Every entry should be given again exactly, with nothing dropped.

========================================

PR #291, opened 2016-07-25
[8.0][FIX] Travis using mock

antespi:
Using mock python module (https://docs.python.org/dev/library/unittest.mock.html) backported to v2.7, we can mock `check_vies` library method in order to not call it and return a sample object.

This avoid test errors in future due to VIES service downtimes or VIES database changes.

### DIFF
--- a/.travis.yml
+++ b/.travis.yml
@@ -22,8 +22,10 @@ env:
   matrix:
   - LINT_CHECK="1"
   - TRANSIFEX="1"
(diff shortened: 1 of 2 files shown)


antespi:
Well, the problem here is the conflict between `partner_create_by_vat` and `partner_changeset`

antespi:
:smile: It works!!
I've separated `partner_changeset` from other addons test

yajo:
:+1:

yvaucher:
:+1:

carlosdauden:
:+1:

========================================

REPLY
PR #291, opened 2016-07-25
[8.0][FIX] Travis using mock

antespi:
Using mock python module (https://docs.python.org/dev/library/unittest.mock.html) backported to v2.7, we can mock `check_vies` library method in order to not call it and return a sample object.

This avoid test errors in future due to VIES service downtimes or VIES database changes.

### DIFF
--- a/.travis.yml
+++ b/.travis.yml
@@ -22,8 +22,10 @@ env:
   matrix:
   - LINT_CHECK="1"
   - TRANSIFEX="1"
(diff shortened: 1 of 2 files shown)


antespi:
Well, the problem here is the conflict between `partner_create_by_vat` and `partner_changeset`

antespi:
:smile: It works!!
I've separated `partner_changeset` from other addons test

yajo:
:+1:

yvaucher:
:+1:

carlosdauden:
:+1:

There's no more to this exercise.